The `fus` table then looks like the following:

```{r echo=FALSE}
DT::datatable(as.data.frame(fus), class="compact stripe hover", options=list(scrollX=TRUE))
```

Generating the Minigene Library
-------------------------------

### Tiling cDNAs of interest into smaller peptides

```{r}
tiled = make_peptides(subs, fus) |>
    pep_tile() |>
    remove_cutsite(BbsI="GAAGAC")
```

The `tiled` peptide table looks like the following:

```{r echo=FALSE}
DT::datatable(tiled, class="compact stripe hover", options=list(scrollX=TRUE))
```

### Saving the report file

We can then combine our generated tables into a report save it with e.g. the
`writexl` package.
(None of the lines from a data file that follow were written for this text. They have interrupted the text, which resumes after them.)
Issue #1639, opened 2015-05-25
Important rows - Able to input a bigger number in the start row than the last row


f12danjo:
![1](https://cloud.githubusercontent.com/assets/11722176/7794957/80071932-02d0-11e5-94b9-8de864f98813.png)
Sometimes able to input a larger number in the start row than in the last row. Have happened when trying to add negative row numbers and then changing the input.

PR #1644, opened 2015-05-25
Update codeviewer.js #1639

a13henhu:
#1639

### DIFF
--- a/CodeViewer/codeviewer.js
+++ b/CodeViewer/codeviewer.js
@@ -469,7 +469,7 @@ function editImpRows(editType)
 	var rowTo = $("#improwto").val();
 	var row = $("#improwfrom").val() + " - " + $("#improwto").val();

We can include all tables listed above:

```{r eval=FALSE}
report = make_report(ann, subs, fus, tiled)
writexl::write_xlsx(report, "report_file.xlsx")
```
```{r echo=FALSE}
report = make_report(ann, subs, fus, tiled)
```

This `.xlsx` file will contain the different tables as sheets. We will use it 
as an annotation file in the quality control and screen steps.